Spam that attempts to impersonate another person, for example sending an email with a fake sender address (i.e. Spoofing) is a common type of spam.

SpamBull uses three main methods of sender authentication to help combat phishing and spoofing attempts:

  • SPF (Sender Policy Framework)
  • DKIM (DomainKeys Identified Mail)
  • DMARC (Domain-based Message Authentication, Reporting & Conformance)

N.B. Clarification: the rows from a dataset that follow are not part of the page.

Issue #132, opened 2014-09-15
Support ONIOM calcs in some way


langner:
This is related to #99 and #131, but different enough to warrant a separate issue. Recently, I fixed regression Gaussian03/ortho_prod_freq.log, which is an ONIOM job, so that only the real (whole) system is parsed. Eventually, we probably also want to support parsing the models systems, as fragments.

langner:
@Clyde-fare in #161 suggest creating a "fragment energies" attribute to deal with energies of fragment.

PR #918, opened 2020-08-04
Extracting APT charges and any summed atom charges / spins from Gaussian

elliotfarrar:
I have recently been using cclib to extract various properties from Gaussian .out files. Whilst doing so, I noticed that only Mulliken and Lowdin atom charges and spins can be extracted, however I also wanted to extract APT charges, and charges and spins summed into heavy atoms for each property. I tried adding extra if statements for these properties here:

https://github.com/cclib/cclib/blob/8833b3e1003ac4d42841608bb05ebb32a698a1fc/cclib/parser/gaussianparser.py#L1873-L1876

However, due to the way in which the values are parsed, some properties were missed out (charges/spins are parsed by iterating over lines until a line not containing "Sum of" is reached, however the summed properties (e.g. "Mulliken atomic charges with hydrogens summed into heavy atoms") tend not to be followed by such a line, causing issues with the next property).

https://github.com/cclib/cclib/blob/8833b3e1003ac4d42841608bb05ebb32a698a1fc/cclib/parser/gaussianparser.py#L1892

To solve this, I reworked elements of the existing code into a new function to extract charges/spins (line 1882 in PR branch):

`def extract_charges_spins(property):`

This function calculates the exact number (n) of charges/atoms in advance (lines 1908-1912), and only these lines are iterated over:

```
is_sum = 'summed' in line
        if is_sum:
                n = self.natom - self.nhydrogen
        else:
                n = self.natom
```

This uses a new "nhydrogen" attribute (number of hydrogens in the structure), which is calculated in three seperate places at the same time as natom (as a result, extraction of charges via this function is dependant on the attributes "natom" and "nhydrogen" existing, although this should be the case for any structure). 

Lines 244-251:
```
natom = 0
nhydrogen = 0
	while line.split() and not "Variables" in line and not "Leave Link" in line:
                natom += 1	              
                if line.split()[0] == "H": 
                          nhydrogen += 1
                line = inputfile.next()	 
        self.set_attribute('nhydrogen', nhydrogen)
```
Also on lines 479-487 and 585-592.

The function also takes into account that older versions of Gaussian tend to include hydrogens (with value 0) for summed charges, whilst newer versions omit them entirely (lines 1916-1917).

Using this function, the summed and non-summed charges and spins for a particular property (e.g. Mulliken) can be calculated using extract_charges_spins("mulliken") (lines 1937-1940), e.g.

```
if hasattr(self, "natom") and hasattr(self, "nhydrogen"):
            extract_charges_spins("mulliken")
            extract_charges_spins("lowdin")
            extract_charges_spins("APT")
```

I thought I would make a pull request in case this code could be considered useful, and would be glad to take any feedback as to how this might be improved to better fit with cclib, or any potential issues that would prevent it from working with cclib. I have tested this code on a variety of my personal files, as well as some files from cclib-data. If required, I would be happy to create proper tests.


elliotfarrar:
Looks like a couple of tests failed with older versions of python. I will take a look at these.

elliotfarrar:
F strings have been replaced by the .format method. Type hints have been removed. Added two additional calculations for nhydrogen, as the original calculation was not triggered in some test files.

cclib/parser/gaussianparser.py
```diff
@@ -1853,46 +1871,73 @@ def natural_orbital_single_spin_parsing(inputfile, updateprogress_title):
...
+                    charges = []
+                    spins = []
+                    # calculate how many lines need iterating over based on whether property is summed into hydrogens or not
+                    is_sum = 'summed' in line
+                    if is_sum:
+                        n = self.natom - self.nhydrogen
+                    else:
+                        n = self.natom
+                    # iterate over each line and append values to a list based on whether they are charges or spins
+                    for i in range(n):
```
berquist, line 1914: Correct me if I'm wrong, but `nhydrogen` is only used for this one loop, right? Do you need it as part of the parsed results? If not, it doesn't need to go in `cclib.parser.data`: it will be available as an attribute during the extraction step, but get cleaned up by https://github.com/cclib/cclib/blob/502d967db9072e7d1ed61f3890fe34f03d00dffb/cclib/parser/logfileparser.py#L379.

cclib/parser/gaussianparser.py
```diff
@@ -1853,46 +1871,73 @@ def natural_orbital_single_spin_parsing(inputfile, updateprogress_title):
...
+                        nline = next(inputfile)
+                        while is_sum and nline.split()[1] == "H":  # some files include hydrogens in lists of summed charges with value 0.0, so these should not be recorded
```
berquist, line 1916: Can you put this comment on the line above the `while` and make sure it doesn't exceed ~100 characters (here and in general)?

cclib/parser/gaussianparser.py
```diff
@@ -1853,46 +1871,73 @@ def natural_orbital_single_spin_parsing(inputfile, updateprogress_title):
...
-
+        # Spins may be included in the same section, e.g.
+        #
+        # Mulliken charges and spin densities:
+        #               1          2
+        #     1  O   -0.596188   0.019133
+        #     2  C    0.320624   0.000869
+        #
+        # APT and Lowdin charges are also displayed in this way
+        def extract_charges_spins(property):
```
berquist, line 1882: You should use something other than `property` as a name, since it's a Python built-in (decorator name).

cclib/parser/gaussianparser.py
```diff
@@ -1853,46 +1871,73 @@ def natural_orbital_single_spin_parsing(inputfile, updateprogress_title):
...
+            """Extracts atomic charges and spin densities into self.atomcharges and self.atomspins dictionaries
+    
+            Inputs:
+                property - property type to be extracted as a string(e.g. Mulliken, Lowdin, APT)
+            """
+
+            headers = [" atomic charges:",
```
berquist, line 1889: Not specific to this line, but a general design comment and question for everyone. Right now, the code is written like
``` python
    def extract_charges_spins(prop):
        # do discovery and parsing here
    extract_charges_spins("mulliken")
    extract_charges_spins("lowdin")
    extract_charges_spins("APT")
```
where in other places we have code that looks more like
``` python
def extract_charges_spins(self, intputfile, line, prop):
    # do parsing here
    # do discovery here
    if discovered_header_for_prop in line:
        prop = ...
        extract_charges_spins(self, inputfile, line, prop)
```
I think I like your approach more, since the latter misleads you into thinking that the method is usable outside of `extract`, which it is, but not practically, since for expected behavior to happen, `line` really needs to be in the right position before the method is called. My main confusion comes from hiding the detection (`headers` and related) inside the function. It's not clear if rewriting this bit would require removing too much from the function. What do you think?

elliotfarrar:
Thanks for the comments. I'll check these out and get back to you with tests.

cclib/parser/gaussianparser.py
elliotfarrar: Yes, you're right. It would be tidier to remove that as a parsed attribute.

cclib/parser/gaussianparser.py
elliotfarrar: I've tidied up any comments I added across the file

cclib/parser/gaussianparser.py
elliotfarrar: Good point. I've changed this to prop.

cclib/parser/gaussianparser.py
elliotfarrar: Personally, I like the extract_charges_spins() within extract(), and next to the related code, just because I find it tidier and more readable when it's all together. However, if the extract_charges_spins function was being used elsewhere, or was intended to be used outside of extract (which, as you say, in theory it can be, but in reality it won't be), then that would be a different story. Depending on the consunsus, I'm happy to change things about.

I agree with regards to the headers and detection part (I probably just got carried away trying to pack everything inside one function). In hindsight, I think it would make more sense (and be fine) if the headers/line-finding aspect came outside the function. For example, something like this might be better:

```
def extract_charges_spins():
    # parsing

props = ["mulliken", "APT", "Lowdin"]
headers = [" atomic charges:", " charges:", etc]

if hasattr(self, "natom") and hasattr(self, "nhydrogen"):
    for prop in props:
          for header in headers:
                 if '{}{}'.format(prop,header).lower() in line.lower():
                          extract_charges_spins()
```

I can rewrite that if that sounds better.

elliotfarrar:
Regarding the tests that failed: 

https://github.com/cclib/cclib/blob/502d967db9072e7d1ed61f3890fe34f03d00dffb/test/data/testSP.py#L63-L68

Because atomcharges now contains lists of summed charges (which don't include the hydrogens) we get assertion errors when comparing `len(atomcharges[property_summed])` to `natom`. I was just going to include an `if is_sum` statement and instead compare any summed charges to `natom - nhydrogen`. However, this did make me wonder whether there would be merit in including the hydrogens (with charge value 0) in the lists of summed charges, instead of omitting them.

For example, for a water molecule, where the second atom is the oxygen, we'd have:

`{'mulliken': array([x,y,x]), 'mulliken_sum': array([0,y+2x,0])}`

Instead of:

`{'mulliken': array([x,y,x]), 'mulliken_sum': array([y+2x])}`

It might seem like you're just adding redundant information, but in some cases, particularly with larger molecules, this could allow the user to see more clearly which atoms from the non-summed list match up with those from the summed list, since both lists are of the same length. But maybe it's not as concise? What do you think?

cclib/parser/gaussianparser.py
berquist: Yes, I think that's the best solution.

berquist:
> However, this did make me wonder whether there would be merit in including the hydrogens (with charge value 0) in the lists of summed charges, instead of omitting them.

+1 for doing this.

elliotfarrar:
Summed charges are now generated with 0's for hydrogens. Additionally, I have completely removed the nhydrogen attribute, and extraction of atomcharges is now dependant on the "atomnos" attribute (instead of natom + nhydrogen).

These changes raised two new issues in the CI tests. 

The first was for files including translation vectors (e.g. neoprene.out). Since the translation vector is registered as an extra atom with atomic number -2, this resulted in parsing of an extra line. This was fixed by ignoring anytime `atomno in atomnos == -2`. However, I did notice that the -2 is still reported as part of the atomnos attribute, e.g. for neoprene, which has 10 atoms, atomnos is reported as: `[ 6  1  1  6  1  6  6  1  1 17 -2]`. Is this the expected behaviour?

The second is with two files: OPT_oniom.log and oniom_IR_intensity.log. For these files, the atom numbering seems to change at random half way through the file. For example, the first set of Mulliken charges are 10 carbons (matching up with the cartesian coordinates given at the beginning of the file, as usual):

https://github.com/cclib/cclib-data/blob/f7af2f1a873061e6fb3910744b6f774cd818b328/Gaussian/Gaussian09/oniom_IR_intensity.log#L1237-L1248

```
Mulliken atomic charges:
              1
     1  C   -0.266345
     2  C    0.100570
     3  C   -0.152235
     4  C   -0.160591
     5  C   -0.000715
     6  C   -0.164977
     7  C   -0.297889
     8  C    0.175288
     9  C   -0.327703
    10  C    0.168025
```

However, for the second set, a hydrogen appears at position 9 (having checked through GaussView, the given charge here still corresponds to the carbon atom at position 9, not a hydrogen):

https://github.com/cclib/cclib-data/blob/f7af2f1a873061e6fb3910744b6f774cd818b328/Gaussian/Gaussian09/oniom_IR_intensity.log#L1928-L1939

```
 Mulliken atomic charges:
              1
     1  C   -0.253547
     2  C    0.196272
     3  C   -0.196506
     4  C   -0.194798
     5  C    0.195301
     6  C   -0.251898
     7  C    0.000000
     8  C    0.000000
     9  H    0.123413
    10  C   -0.181578
```

This also happens more in subsequent lines. Since the charges given are actually for the original atom order of atom numbering, this does not affect the extraction of non-summed charges (hence this causes no issues in the master branch), however for summed charges (where it is important to know whether a particular line is for a hydrogen or not) this causes the extraction to fail.

I'm not sure if I've missed something, but I haven't seen this in any other files. Is this a known issue? Is there a chance this file might have been editted manually?

langner:
Thanks for looking so deeply into the issues!

> The first was for files including translation vectors (e.g. neoprene.out). Since the translation vector is registered as an extra atom with atomic number -2, this resulted in parsing of an extra line. This was fixed by ignoring anytime `atomno in atomnos == -2`. However, I did notice that the -2 is still reported as part of the atomnos attribute, e.g. for neoprene, which has 10 atoms, atomnos is reported as: `[ 6 1 1 6 1 6 6 1 1 17 -2]`. Is this the expected behaviour?

This seems like a bug - created #950 for this. Feel free to filter out the -2 when working with charges, perhaps adding a comment so it's clear what's going on. Focus on getting the PR in perhaps, and if you like you can address this bug later, or we'll deal with it as time allows.

> The second is with two files: OPT_oniom.log and oniom_IR_intensity.log. For these files, the atom numbering seems to change at random half way through the file. For example, the first set of Mulliken charges are 10 carbons (matching up with the cartesian coordinates given at the beginning of the file, as usual):

ONIOM calcualtion divide the system into fragments and print result for each fragment as well as the supersystem. So this is kinda expected. Our current approach is to parse and provide only the subsystem. We would like to support the fragments as well (#132) but there has been no work in this area yet. So, again, for this specific PR, please make sure to parse the charges for the supersystem only. Let us know if you need help with that.

elliotfarrar:
Thanks for your reply, and sorry for taking so long to get back to this!
 
On the first point, the -2 is filtered out when working with charges, and I have added a comment to clarify this is what is happening (L1888-1890).
 
On the second, I was not familiar with oniom calculations or their formats, so that was abit of an oversight from me. Looking back at these examples again, I think I actually spotted a small issue with the code that was causing some oniom files to be parsed incorrectly, and in combination with the parsing of summed charges added here, causes errors (hence, the two remaining errors in the CI tests currently are expected).

I have created a new branch and PR for this (#966 ). As this issue causes errors with the parsing of summed charges, I believe completing this PR will be dependant on that one.

shivupa:
Hi Sorry about the delay #966 is in!

elliotfarrar:
The branch is merged with master and one conflict solved. Seems like all tests pass now with #966 merged into master, so I think this should be ready to go.

cclib/parser/gaussianparser.py
```diff
@@ -1909,47 +1910,109 @@ def natural_orbital_single_spin_parsing(inputfile, updateprogress_title):
...
+                            spins.append(float(nline.split()[2]))
+            else:
+                for i in self.atomnos:
+                    # Ignore translation vectors.
+                    if i == -2:
+                        pass
+                    else:
+                        nline = next(inputfile)
+                        if has_charges:
+                            charges.append(float(nline.split()[2]))
```
berquist, line 1980: Can you move the split out of the conditional, so there aren't three separate split calls?

cclib/parser/gaussianparser.py
```diff
@@ -1909,47 +1910,109 @@ def natural_orbital_single_spin_parsing(inputfile, updateprogress_title):
...
+                            spins.append(float(0))
+                    else:
+                        nline = next(inputfile)
+                        # Some older versions of Gaussian already include 
+                        # hydrogens with value 0 for summed charges or 
+                        # spins, so these should be ignored.
+                        while nline.split()[1] == "H":
+                            nline = next(inputfile)
+                        if has_charges:
+                            charges.append(float(nline.split()[2]))
```
berquist, line 1967: Same comment about split for this block.

cclib/parser/gaussianparser.py
```diff
@@ -1909,47 +1910,109 @@ def natural_orbital_single_spin_parsing(inputfile, updateprogress_title):
...
+                        if has_spin and has_charges:
```
berquist, line 1968: Is there a way to write each conditional block using `elif`?

berquist (approved):
Just a few questions.

cclib/parser/gaussianparser.py
elliotfarrar: Yeah, I've done this for both.

elliotfarrar:
I've also fixed an issue where charges were missed for some G98 and G03 files because the type of charge was not given explicity above the charges.

berquist (approved):
Sorry for dragging this out for so long!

The SpamBull spam filter also has several technologies to help combat phishing and spoofing attempts:

  • IP reputation
  • Header inspection
  • Domain reputation
  • Email reputation
  • Domain and link analysis
  • RFC alignment
  • Content checks
  • Signature checks
  • Advanced Rules
  • Threat intelligence

Examples of spoofing

Most bad-actors try to trick email users via impersonation – pretending to be another person or company. To do this, they use sophisticated techniques to craft email attacks.

Display Name Spoofing

A spammer will often ‘fake’ the display name in an email while actually leaving the from address alone. They do this in the hopes of pretending to look and sound like it’s a message from a known sender, while putting in minimal effort.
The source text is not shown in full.